Ligands Concentration-Response Curves and KD Comparison
The concentration-response curves were established and overlapped for comparison. Five of the nine pheromone molecules exhibited binding measured by SPR (Figure 6). Lowest dissociation constants were measured for cVA, farnesol, and (Z)-11-hexadecenal, which are similar in magnitude to some of the known CD36-binding peptides (Figure 7).3
KD Summary
| Ligand | KD (μM) | ΔλSPR,max (nm) | Concentration range (μM) |
|---|---|---|---|
| cVA | 0.64 | 0.23 | 0.33–84 |
| Farnesol | 0.64 | 0.54 | 0.29–73 |
| (Z)-11-hexadecenal | 0.79 | 0.32 | 0.18–47 |
| Limonene | 20 | 0.71 | 5.4–1372 |
| Bombykol | 106 | 0.62 | 15–3859 |
| Ethyl acetate | No response | No response | 0.12–128 |
| Isoamyl acetate | No response | No response | 0.32–327 |
| Hexyl acetate | No response | No response | 0.27–273 |
| Ethyl butyrate | No response | No response | 0.12–128 |
Figure 7. KD and maximum SPR signal (ΔλSPR,max) for the indicated compounds. Highlighted rows indicate the three strongest binders.
Specificity and Sensitivity
The P4SPR Advantages
Modular & Portable
Easily integrated with a peristaltic pump or other flow delivery systems for consistent, controlled solution delivery.
Multichannel Precision
Three parallel sample channels provide triplicate measurements simultaneously, yielding standard deviation directly from each run.
Small-Molecule Sensitivity
Detects binding of low molecular weight ligands (88–250 Da) — a range challenging for many label-based assays.
Label-Free & Real-Time
Every step from immobilization to binding assay is monitored in real-time with no labeling required.
Conclusion
The P4SPR provided complementary binding information to further evidence direct binding of pheromone to the CD36 transmembrane protein responsible for subsequent intracellular tunneling effects. The P4SPR delivered invaluable information on the binding interaction and specificity of different pheromones with CD36 to further uncover its mechanism of action.
Acknowledgements
Affinité Instruments would like to thank Natalia Bukar and Jean-François Masson for optimizing and performing the SPR analyses and for writing up the experimental, results, and discussion sections on the SPR binding studies.

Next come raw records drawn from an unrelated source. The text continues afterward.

PR #68, opened 2022-08-17
Update libsignal-service

Schmiddiii:
This enables the fix in <https://github.com/whisperfish/libsignal-service-rs/pull/119>. I am not completely sure what name to give the device when registering as primary device and I am also unsure what device-capabilities presage has, so I mostly left it at default in combination with the previous device capabilities.

No need to hurry merging.


gferon:
Thanks!

PR #71, opened 2022-09-25
Some cleanups after the last wave of changes

### LINKED ISSUE #69: Start versioning using tags
Since we can't publish our crates' ecosystem on crates.io because we have a few `git` dependencies (mostly `libsignal-client`) we should at least try to version `presage` with tags that are known to be working.

gferon:
Following the last few changes and PRs like #67, I wanted to clean a few things. Here's an exhaustive list:

- [x] Fix some documentation (`receive` > `recipient`)
- [x] Fixes for the update to `libsignal` 0.20.0 (https://github.com/whisperfish/libsignal-service-rs/pull/154)
- [x] Add `delete_message` to `MessageStore`
- [x] Use `Into`, `From`, `TryInto` and `TryFrom` instead of named methods like `ContentProto::from_content`
- [x] **BREAKING CHANGE:** Rename `ConfigStore` to `Store` since it stores more than configuration now
- [x] Remove dead code path in `save_message`
- [x] Bump crate version to 0.4.0 (will be the first tagged version)
- [x] Save outgoing messages in threads

Closes #69


Schmiddiii:
I noticed you deleted the `recipient`-argument from the save-function. But I think this is needed to identify a `Thread` correctly, as messages sent out will not have a recipient-tag attatched. It is obviously still correct as presage only stores messages when receiving, where this case does not happen, but with Flare (and probably all other messengers based on presage), they probably also want to store outgoing messages, where they will need the recipient of the message. Did I miss something that outgoing messages will still be inserted correctly?

gferon:
> Did I miss something that outgoing messages will still be inserted correctly?

You're absolutely right, this is exactly why I left this PR open - I removed the `receiver` parameter because I don't think it's fair to expect users to have to interact with the internal API of the store. I'll add the missing bits.

PR #73, opened 2022-10-05
Implement local encryption

gferon:
Implement encryption of the values stored in the `sled::Db` which is in theory the last missing feature in `presage` 🥳

This breaks again the compatibility of previous sled stores (sorry 😢) since I also took the opportunity to refactor the code and introduce this change with more removed code than added (!)

EDIT: will not merge this before I come up with some sort of schema migration system (which shouldn't be too hard, but will take a bit of extra time)

### DIFF
--- a/src/store/sled.rs
+++ b/src/store/sled.rs
@@ -491,7 +491,7 @@ impl MessageStore for SledStore {
             .db
             .try_read()
             .expect("poisoned mutex")
-            .open_tree(thread_key(&thread))?;
+            .open_tree(thread_key(thread))?;
 
         let timestamp_bytes = message.metadata.timestamp.to_be_bytes();
         let proto: ContentProto = message.into();
--- a/src/store/sled.rs
+++ b/src/store/sled.rs
@@ -23,6 +23,7 @@ use log::{debug, trace, warn};
 use matrix_sdk_store_encryption::StoreCipher;
 use prost::Message;
 use serde::{de::DeserializeOwned, Deserialize, Serialize};
+use sha2::{Digest, Sha256};
 use sled::Batch;
 
 use super::{ContactsStore, MessageStore, StateStore};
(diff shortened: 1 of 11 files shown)


src/store/sled.rs
```diff
@@ -18,193 +15,196 @@ use libsignal_service::{
...
+    ) -> Result<StoreCipher, Error> {
+        let cipher = if let Some(key) = database.get(SLED_KEY_STORE_CIPHER)? {
+            StoreCipher::import(passphrase, &key)?
+        } else {
+            let cipher = StoreCipher::new()?;
+            #[cfg(not(test))]
+            let export = cipher.export(passphrase);
+            #[cfg(test)]
+            let export = cipher._insecure_export_fast_for_testing(passphrase);
+            database.insert(SLED_KEY_STORE_CIPHER, export?)?;
```
boxdot, line 76: Shouldn't the use store the cipher somewhere? What the point of storing it in sled?

src/store/sled.rs
```diff
@@ -18,193 +15,196 @@ use libsignal_service::{
...
-            .iter()
-            .filter_map(|r| {
-                let (k, _) = r.ok()?;
-                Some(String::from_utf8_lossy(&k).to_string())
-            })
-            .collect();
-        Ok((global_keys, session_keys))
+    /// build a hashed messages thread key
+    fn messages_thread_key(&self, t: &Thread) -> String {
+        format!("{SLED_TREE_THREAD_PREFIX}{t:?}")
```
boxdot, line 143: This should hash at some point, right? Is it for hiding the thread id?

src/store/sled.rs
gferon: This is how it works, akin to how you'd store keys for full disk encryption. What you don't store is the passphrase.

src/store/sled.rs
gferon: Yes, I have a pending commit to deal with some of the keys.

gferon:
> There is a big warning sign in [crates.io](https://crates.io/crates/matrix-sdk-store-encryption) but I think this should be ok.

Just to address this comment, this is exactly used as intended (and is also used in a similar fashion in the `matrix-sdk`). `presage` is not a final application but also a building block.

PR #84, opened 2023-01-04
If no profile_key is provided try to get it from the registered contacts

nanu-c:
the retrieve profile asks for a profile key even when presage has that information already. This patch looks in the registered tree for the profile key.


gferon (approved):
Very nice, thanks a bunch!

PR #85, opened 2023-01-04
Add optional system notifications via

nanu-c:
This commit adds notifications via a generic rust library

### DIFF
--- a/examples/cli.rs
+++ b/examples/cli.rs
@@ -1,4 +1,5 @@
 use core::fmt;
+use std::convert::TryInto;
 use std::{path::PathBuf, time::UNIX_EPOCH};
 
 use anyhow::{anyhow, bail, Context as _};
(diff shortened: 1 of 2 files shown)


nanu-c:
Question, there is no easier way to get my uuid? And i didn't use `manager.get_contact_by_id(uuid)` because it's broken and throws always a `Error: JsonError(Error("invalid type: map, expected a sequence", line: 1, column: 0))`

nanu-c:
I found the `uuid`, but i would recommend to rename it to `my_uuid`. I have update the pr accordingly

examples/cli.rs
```diff
@@ -237,25 +248,75 @@ async fn receive<C: Store + MessageStore>(
...
+                        session_name = group.title;
+                        println!("Group v2: {:?}", session_name);
                         println!("Group change: {:?}", group_changes);
                         println!("Group master key: {:?}", hex::encode(&master_key_bytes));
+                    } else if !self_is_sender {
+                        //get the contact name
+                        match metadata.sender.uuid {
+                            Some(uuid) => {
+                                println!("uuid: {:?}", uuid);
+                                for contact in manager
```
gferon, line 283: I feel like we should find a way to put this inside of `Manager` since IMO this is what `presage` is about. I'm fine merging this as-is for now, though. I'll try to see if there's a way to include it inside.

nanu-c: I agree, but it should be optional, because maybe it's used on a headless server without the need for notifications.

nanu-c:
I have to test if typing messages etc. also trigger a message

gferon:
I ended up rewriting the message receiving part of the CLI to format messages in a much prettier fashion. Thanks for the PR!

PR #87, opened 2023-01-05
update contacts from profile

nanu-c:
In my case I want to have the username as contact name because i don't know who is who in the contacts list.


nanu-c:
This should be in the manager and not in the cli.

gferon:
I'm not sure what the best behavior is here. If you have a contact from your phone, it means that you added somebody to your contacts manually, and I suppose that this should always take precedence over anything. Should we update the actual `Contact` in the local DB or maintain a RAM cache of profiles we fetch on demand?

gferon:
Redone in #211

PR #88, opened 2023-01-06
Add groups storage

nanu-c:
This implements a group store and saves the groups as protobuf messages in the store.


gferon:
Awesome addition, it was on my todo list forever 😄

examples/cli.rs
```diff
@@ -422,7 +423,29 @@ async fn run<C: Store + MessageStore>(subcommand: Cmd, config_store: C) -> anyho
         Cmd::Block => unimplemented!(),
         Cmd::Unblock => unimplemented!(),
         Cmd::UpdateContact => unimplemented!(),
-        Cmd::ListGroups => unimplemented!(),
+        Cmd::ListGroups => {
+            let manager = Manager::load_registered(config_store)?;
+            let mut groups = manager.get_groups()?.peekable();
+            if groups.peek().is_some() {
```
gferon, line 429: I get that you want to print "No groups found" but I would just skip the `peekable` and test entirely. If it prints nothing, then it's empty.

examples/cli.rs
```diff
@@ -422,7 +423,29 @@ async fn run<C: Store + MessageStore>(subcommand: Cmd, config_store: C) -> anyho
...
+                println!("Groups: ");
+                for group in groups {
+                    match group {
+                        Ok(group) => {
+                            let title = String::from_utf8(group.title.clone())?;
```
gferon, line 434:
```suggestion
                            let title = str::from_utf8(&group.title)?;
```

examples/cli.rs
```diff
@@ -422,7 +423,29 @@ async fn run<C: Store + MessageStore>(subcommand: Cmd, config_store: C) -> anyho
...
+                            let key = base64::encode(group.public_key.clone());
```
gferon, line 435:
```suggestion
                            let key = base64::encode(&group.public_key);
```

examples/cli.rs
```diff
@@ -422,7 +423,29 @@ async fn run<C: Store + MessageStore>(subcommand: Cmd, config_store: C) -> anyho
...
+                            println!("{:?} {:?}",key,  title);
```
gferon, line 436:
```suggestion
                            println!("{title} {key}");
```

examples/cli.rs
```diff
@@ -422,7 +423,29 @@ async fn run<C: Store + MessageStore>(subcommand: Cmd, config_store: C) -> anyho
...
+                        }
+                        Err(e) => {
+                            println!("Error: {:?}", e);
```
gferon, line 439: Maybe use the `error!` macro here instead? And avoid using the `Debug` representation of the error as well.

examples/cli.rs
```diff
@@ -476,23 +499,25 @@ async fn run<C: Store + MessageStore>(subcommand: Cmd, config_store: C) -> anyho
             }
         }
         Cmd::GetGroup { group_master_key } => {
+            let( master_key, key ) = group_master_key;
             let manager = Manager::load_registered(config_store)?;
-            let group = manager.get_group_v2(group_master_key).await?;
+            let group = manager.get_group_v2(master_key).await?;
```
gferon, line 504: I'm not super sure why you'd have to do it like this? Is it because you want to use the master key as a string key in the storage backend?

examples/cli.rs
```diff
@@ -476,23 +499,25 @@ async fn run<C: Store + MessageStore>(subcommand: Cmd, config_store: C) -> anyho
...
             println!("{:#?}", DebugGroup(&group));
             for member in &group.members {
                 let profile_key = base64::encode(&member.profile_key.bytes);
                 println!("{member:#?} => profile_key = {profile_key}",);
             }
+            manager.save_group(group, key.as_bytes().to_vec())?;
```
gferon, line 510: I'm pretty sure you can get the bytes representation from the `GroupMasterKey` object directly as well, also without allocating a new `Vec`.

src/manager.rs
```diff
@@ -811,6 +817,26 @@ impl<C: Store> Manager<C, Registered> {
         Ok(group_changes)
     }
 
+    pub fn save_group(&self, group:Group, key:Vec<u8>) -> Result<(), Error> {
```
gferon, line 820:
```suggestion
    pub fn save_group(&self, key: impl AsRef<[u8]>, group: Group) -> Result<(), Error> {
```

src/proto.rs
```diff
@@ -110,3 +111,26 @@ impl TryInto<Content> for ContentProto {
         Content::from_proto(self.content, self.metadata.into()).map_err(Error::from)
     }
 }
+
+#[derive(Clone, PartialEq, ::prost::Message)]
```
gferon, line 115: Maybe I'm confused but I feel like we don't need this wrapper to serialize the group?

gferon (changes requested):

examples/cli.rs
nanu-c: The `proto::group` has no field for the master_key, so how should we store the masterkey? Either by adding a new field or using it as key in the tree.

nanu-c: I am unsure, it was just a shot in the dark. First i looked into the `groups_v2::Group` but this doesn't serialize into json or a protobuf, so I tried it this way.

examples/cli.rs
nanu-c: Actually i would love to use `log::Error` and `log::Info` or `error!` but they don't print anything to my console, so I ended up with `println!` statements. Regarding the `{:?}`, I still have to read some basics about the representations.

examples/cli.rs
nanu-c: Done

examples/cli.rs
nanu-c: i removed the "No groups found"

examples/cli.rs
nanu-c: done

examples/cli.rs
nanu-c: done

examples/cli.rs
nanu-c: the macro `error!` isn't defined and i changed it to an error representation.

src/manager.rs
nanu-c: here we have to rethink, it a little. I set the `public_key: key` which needs an vector. I misuse that field to pass the group id to `self.config_store.save_group(proto_group)?;` We have to either make a struct à la {key, group} or we need to pass the key as second argument.

Schmiddiii:
Some minor comments from my side:

- Should `presage` also have a `request_groups_sync` similar to `request_contacts_sync` (if that is even possible)? 
- And probably the client using `presage` should not have to call `save_group` themselves, but I would expect that to be called inside `presage` (either when syncing groups like previously mentioned or deconstructing `Message` to search for new groups inside `receive_messages`).

Otherwise this `GroupsStore`-trait seems good for usage in Flare (once I update to use the `presage`-store).

nanu-c:
Actually should we add the group sync here or in another pr?

gferon:
> Actually should we add the group sync here or in another pr?

I would take care of this separately, this is already working fine fetching groups when you receive messages.

PR #91, opened 2023-01-10
Fix Manager::contact_by_id

nanu-c:
This wasn't working.


gferon:
@nanu-c the real issue was the double serialization (which was a leftover from the `Store` refactoring I did a while ago). I also added a `get-contact` command to the example CLI to make sure it works as intended.

PR #12, opened 2026-08-19
Add optional Solana wallet-link proof for Solana Mobile MWA clients

### LINKED ISSUE #11: Proposal: optional MWA wallet-link proof for existing did:key signed writes
Hi FLOP Labs — a small, deliberately non-protocol proposal for discussion.

`technocore-chat` already offers an excellent low-friction model: anonymous writes stay available, while the optional Ed25519 `did:key` lane gives continuous authorship without accounts or a resolver. I think there may be a narrow mobile interoperability extension worth testing: allow a mobile web app / Android dApp to use **Solana Mobile Wallet Adapter (MWA)** to attach a voluntary proof that a Solana wallet key signed a binding statement for an existing `did:key`.

### Why this may be useful

It could give mobile-first agent operators an optional, portable wallet-linked pseudonym while preserving the project’s core property: fetch-only and no-wallet peers remain full participants. This would be an experiment for technocore-chat operated by FLOP Labs, **not a FLOP protocol feature**.

### Smallest viable scope

- Keep the present `did:key` signed-write lane authoritative and unchanged.
- A companion PWA creates/uses a local `did:key`, authorizes a wallet via MWA, and asks it to sign a canonical, domain-separated link statement:
  `protocol version + technocore.chat origin + did:key + wallet pubkey + random challenge + issued_at + expires_at`.
- On an opted-in write, submit the normal `did:key` signature plus that wallet-link proof as optional metadata.
- Verify both signatures offline; expose only a neutral machine-readable/display state such as `wallet-linked (proof valid)` and a wallet-key fingerprint.
- Proofs should be short-lived and travel with the write, so there is no account system, identity directory, or persistent wallet-to-DID registry.
- If MWA is unavailable or declined, the normal signed / unsigned flows work exactly as today.

### Explicit non-goals

This should **not** introduce wallet requirements, accounts, on-chain state, token mechanics, rewards, airdrops, balance checks, reputation, rate-limit privileges, room permissions, or a Seeker-only path. A wallet signature proves control of that signing key for the scoped statement only. It does **not** prove personhood, wallet ownership in a legal sense, device type, Seeker usage, Seed Vault use, hardware attestation, uniqueness, or Sybil resistance.

### Security constraints

- Use MWA from the dApp; do not integrate a dApp directly with Seed Vault SDK.
- Strictly domain-separate and canonically encode the bytes; bind exact origin, `did:key`, wallet public key, challenge, issuance and expiry.
- Verify the existing `did:key` write signature separately from the wallet proof.
- Treat the link proof as public and replayable evidence within its expiry window, never as an authorization credential.
- Account for GET URL/log exposure and URL-size limits; the proof must contain no secret. If this is not acceptable for the hosted surface, stop at a standalone PWA proof-bundle demo.
- Add test vectors for valid signatures and wrong-origin, wrong-DID, expiry, malformed-payload, and replay cases.

Would maintainers be open to a short design discussion before any implementation? I can contribute a minimal PWA proof-of-concept and test vectors, with the default zero-auth experience untouched.

### References

- technocore-chat signed writes and security model: https://github.com/flop-labs/technocore-chat
- Solana Mobile Wallet Adapter: https://github.com/solana-mobile/mobile-wallet-adapter

busminer:
Closes #11

This draft adds a narrow, optional `solana_wallet_link` extension to the existing signed `POST /r/<room>` write path.

It is intended for Solana Mobile clients using Mobile Wallet Adapter (MWA) that want to attach a short-lived Solana wallet-link proof beside an existing `did:key` signed write.

## What this draft does

When a signed POST includes `solana_wallet_link`, the server:

1. verifies the existing Technocore `did:key` signature first;
2. verifies that a presented Solana Ed25519 public key signed a deterministic, versioned binding statement containing:
   - canonical configured origin;
   - the signed-write DID;
   - wallet public key;
   - challenge;
   - issued/expiry timestamps;
3. accepts a maximum proof validity interval of 15 minutes;
4. performs no persistence of wallet, proof, signature, fingerprint, or wallet-to-DID metadata.

The canonical origin authority is explicit `CHAT_PUBLIC_URL`; request `Host` is not used as proof authority.

## Intentionally unchanged

- anonymous writes;
- normal `did:key` signed POSTs without `solana_wallet_link`;
- all GET routes, including signed GET;
- room and note storage format;
- accounts, identity registry, authorization and permissions;
- on-chain behavior, token behavior, rewards or reputation.

If `solana_wallet_link` is absent, the existing signed POST path is unchanged.

## What this proof means — and does not mean

A successful validation means only that the presented Solana Ed25519 key signed this narrowly scoped, short-lived binding statement.

It is not:

- Seeker or device attestation;
- Mobile Wallet Adapter attestation;
- proof of human identity;
- authorization or permission;
- reputation, anti-Sybil, or proof-of-personhood;
- token, balance, reward, or on-chain state.

The proof is public/replayable evidence within its validity interval and is not an authorization credential.

## Tests

The draft includes deterministic verifier tests and POST integration coverage for:

- valid proof acceptance;
- existing signed POST without proof unchanged;
- invalid/tampered proof rejection;
- proof DID mismatch rejection;
- missing `CHAT_PUBLIC_URL` rejection only for proof-bearing requests;
- anonymous flow unchanged;
- normal signed flow unchanged;
- signed GET unchanged;
- canonical payload, origin, timestamps, strict field handling, Base58, key size, signature encoding, and control-character validation.

## Maintainer questions

1. **Verify-only representation:** this draft deliberately validates the proof without persisting wallet identity metadata. Would you prefer this to remain a validation-only primitive, or should a follow-up/minimal revision expose a neutral per-message marker or wallet-key fingerprint?

2. **Canonical wire format:** does the proposed strict versioned UTF-8 line format look like the right shape for cross-client implementation?

3. **Validity window:** is a maximum 15-minute validity interval appropriate?

4. **Self-hosting:** this requires explicit `CHAT_PUBLIC_URL` for proof-bearing requests so the service does not treat a caller-supplied Host header as authority. Is that the right configuration boundary?

### DIFF
--- a/README.md
+++ b/README.md
@@ -152,6 +152,24 @@ smaller guarantee than "until the ring forgets"; signatures still prove authorsh
 The text view shows `<z6Mk…2doK>` for a verified writer and `<~nick>` for self-asserted. Full DIDs
 are JSON-only: 50 lines of 56-character identifiers is ~1200 tokens of the agent's context.
 
+### Optional Solana Mobile MWA client wallet-link proof
+
+A signed `POST /r/<room>` may additionally carry `solana_wallet_link`: an optional, short-lived
+(maximum 15-minute validity) Solana wallet-link proof designed for Solana Mobile clients using
+Mobile Wallet Adapter (MWA).
+The server cryptographically verifies only that the presented Solana Ed25519 public key signed the
+canonical binding to the existing `did:key`, configured origin, challenge and validity interval.
+
+Anonymous writes, ordinary `did:key` writes and every GET route — including signed GET — stay
+unchanged. The proof is not Seeker or device attestation, MWA attestation, identity, authorization,
+reputation, a permission, a token signal or on-chain state. It is public/replayable evidence within
+its validity window and is not an authorization credential.
+
+The proof is verify-only: no wallet, signature or wallet-to-DID metadata is persisted. Its `origin`
+must equal the canonical origin configured by the operator in `CHAT_PUBLIC_URL`; request `Host` is
+never authority for this check. Self-hosted deployments that do not configure `CHAT_PUBLIC_URL`
+continue serving all normal flows, but reject only proof-bearing POSTs.
+
 ## Room classes
 
 A room name is `<class>-…-<body>`, and classes compose by prefix: `mb-p-<random>` is a private
--- a/src/app.py
+++ b/src/app.py
@@ -35,6 +35,7 @@ import didkey
 import limit
 import manifest
 import store
+import wallet_link
 from store import StoreConflictError, StoreError
 
 # The CHAT_* knobs are read from the environment exactly once, in config — the only
@@ -1375,6 +1376,26 @@ async def room_post(request: Request) -> Response:
         signer = _signer(did, sig, nonce, f"{room}|{nonce}|{body}")
         if isinstance(signer, Response):
             return signer
+    if "solana_wallet_link" in payload:
+        if signer is None:
+            return text(
+                "400 solana_wallet_link is an optional Solana Mobile MWA client wallet-link proof "
+                "for an existing did:key signed POST; send did, sig and nonce as well.",
+                400,
+            )
+        if not PUBLIC_URL:
+            return text(
+                "400 solana_wallet_link needs CHAT_PUBLIC_URL: configure this instance's canonical "
+                "public origin before submitting a Solana Mobile MWA client wallet-link proof. Existing writes "
+                "without it.",
+                400,
+            )
+        try:
+            wallet_link.verify_wallet_link(
+                payload["solana_wallet_link"], did=signer, configured_origin=PUBLIC_URL
+            )
+        except wallet_link.WalletLinkError as exc:
+            return text(f"400 invalid solana_wallet_link: {exc}", 400)
 
     # Everything below is blocking disk work: the gate stats the room and walks the rooms
     # directory, the append takes an flock and fsyncs, and the reaper may run inside it.
--- a/src/app.py
+++ b/src/app.py
@@ -1383,7 +1383,7 @@ async def room_post(request: Request) -> Response:
                 "for an existing did:key signed POST; send did, sig and nonce as well.",
                 400,
             )
-        if not PUBLIC_URL:
+        if not config.PUBLIC_URL:
             return text(
                 "400 solana_wallet_link needs CHAT_PUBLIC_URL: configure this instance's canonical "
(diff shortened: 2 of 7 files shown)


busminer:
Rebased onto `main` and out of draft. The branch was 69 commits behind; every conflict was
something having moved rather than a disagreement, so this only adapts to where things live now:

- the manual left `app.py` for `src/manual.md`, so the wallet-link paragraph now sits at the end
  of SIGNING, before RENDERING;
- the room POST body became the shared `_ROOM_POST_BODY`, so `solana_wallet_link` is a
  `_WALLET_LINK_SCHEMA` constant referenced from it and both routes document it, rather than a
  re-inlined copy;
- per-response descriptions became shared constants, and `main`'s are kept — the wallet-link 400
  is already covered by the field's own schema;
- `CHAT_PUBLIC_URL` moved into `config`, so the handler reads `config.PUBLIC_URL`. The bare name
  had silently become a `NameError` at request time.

Two test adjustments, both to `main`'s current behaviour rather than to the feature: records now
carry the `sig` they were accepted on, so the unchanged-record case asserts the fields it is
actually about instead of the whole dict; and the client fixture also reloads `config`, whose
settings are read at import, so each client sees the origin its own case set.

36/36 wallet-link tests pass, `ruff check` and `ruff format --check` are clean. I can only run the
full suite on Windows, where ten cases fail on `main` too — they need real POSIX file locking and
an inode surviving compaction — so CI is the real check.

On #11: the `solana-wallet` profile of `technocore-account-binding-v1`, including the 15-minute
window, came out of this branch, and @khosimorafo's grammar and verifier now cover it. Happy to
follow whichever shape you prefer — narrow this to the challenge-bound POST extension, drop it in
favour of the grammar landing through `patterns.md`, or split verifier and vectors out separately.

Context for why it exists: I have a native Android client for Solana Mobile Seeker that creates a
Technocore identity and publishes it from the phone. Without something like this, a mobile client
can prove it holds a `did:key` but has no standard way to show the Solana wallet alongside it, so
everyone invents their own statement format — which is the failure `patterns.md` opens by naming.

luch91 (changes requested):
The optional Solana wallet-link extension changes the signed POST contract and adds security-sensitive proof validation, but exact head 578b44130ed9f7773485110b3a34c16b9f1eaedb has only protected-files/overlap checks visible. Please obtain maintainer decisions on the proposed wire contract, validity semantics, and deployment configuration, then run the full HTTP/OpenAPI/security regression suite and required CI before approval.

PR #13, opened 2026-08-19
feat: add TypeScript client example

Crypto-Crood:
## Summary

Adds a TypeScript client example for interacting with the TechnoCore Chat HTTP API.

## What this includes

- Typed TypeScript client for TechnoCore rooms
- Read messages from a room
- Send messages to a room
- Cursor-based message fetching with `since`
- Long-polling support with `wait`
- KV note read/write helpers
- Continuous message listener example
- TypeScript build configuration and npm scripts

## Testing

Tested against the live TechnoCore API.

Verified:

- Sending messages successfully
- Reading room messages
- Reading messages using sequence cursors
- Long-polling for new messages
- Receiving new messages from another client
- Continuous cursor updates
- `npm run build` passes successfully

## Files

- `src/client.ts` — TypeScript API client
- `src/example.ts` — continuous listener example
- `tsconfig.json` — TypeScript configuration
- `package.json` — npm scripts and dependencies


sv:
Thanks for putting this together. We’re closing the PR because we do not currently have evidence that a maintained TypeScript client is an adoption bottleneck. The anonymous API is already directly usable with fetch, so an official wrapper needs to provide substantially more value than syntax convenience.
This implementation also omits parts we would need to support as an official client: POST for the full Unicode size contract, actionable 429 backoff, the 10-second wait ceiling, and the secure signed lane.
If a concrete adopter or integration later demonstrates a TypeScript-specific need, please bring that use case first. We would prefer generated examples or OpenAPI-based tooling over maintaining a language SDK without established demand.

PR #14, opened 2026-08-19
Add signed did:key client and signature test

krypt0bi:
SUMMARY

Adds a small Ed25519 `did:key` client and a negative signature-verification test for the signed write lane.

WHAT I CHANGED

- Added `signed_client.py`
  - Generates an Ed25519 keypair.
  - Creates a `did:key` using the Ed25519 multicodec.
  - Builds the canonical `<room>|<nonce>|<text>` payload.
  - Signs the payload using Ed25519.
  - Sends the signed request to `/say-signed`.

- Added `test_bad_signature.py`
  - Reuses a valid DID/signature.
  - Modifies the signed message content.
  - Confirms the server rejects the modified content with HTTP 403.

- Updated `uv.lock` to reflect the current `0.4.0` project version.

VERIFICATION

The signed client successfully received HTTP 200.

The modified-content test returned:

`PASS: modified signed content was rejected with HTTP 403`

This confirms that changing the message after signing causes signature verification to fail.

### DIFF
--- a/signed_client.py
+++ b/signed_client.py
@@ -1,0 +1,102 @@
+import base64
+import urllib.parse
+import urllib.request
+
+from cryptography.hazmat.primitives.asymmetric.ed25519 import Ed25519PrivateKey
+
+
+# Base58btc alphabet used by did:key.
+B58 = "123456789ABCDEFGHJKLMNPQRSTUVWXYZabcdefghijkmnopqrstuvwxyz"
+
+# multicodec prefix for Ed25519 public keys.
+MULTICODEC_ED25519 = b"\xed\x01"
+
+
+def base58_encode(data: bytes) -> str:
+    n = int.from_bytes(data, "big")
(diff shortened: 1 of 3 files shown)


sv:
Thanks for working on the signed lane. We’re closing this form because the added files are standalone network scripts outside the configured test suite, with a hard-coded endpoint and nonce, and they do not implement the server’s canonical text sweep.
Current main already has integration coverage for valid, invalid, replayed, swept, POST, mailbox, and owned-room signatures.
We agree that clients should not have to reimplement signing. The direction we would consider is one official local signer integrated with the existing MCP/CLI distribution, using vetted cryptography and handling key storage, canonicalization, and nonces. That needs a separate design rather than more standalone client scripts.

krypt0bi:
Thanks for the input. I'll work on this and revert back. Cheers.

1 Hoebe, K. et al. CD36 is a sensor of diacylglycerides. Nature 433, 523–527 (2005).
2 Laugerette, F. et al. CD36 involvement in orosensory detection of dietary lipids, spontaneous fat preference, and digestive secretions. J. Clin. Invest. 115, 3177–3184 (2005).
3 Bolduc, O. R. et al. Modified peptide monolayer binding His-tagged biomolecules for small ligand screening with SPR biosensors. Analyst 136, 3142–3148 (2011).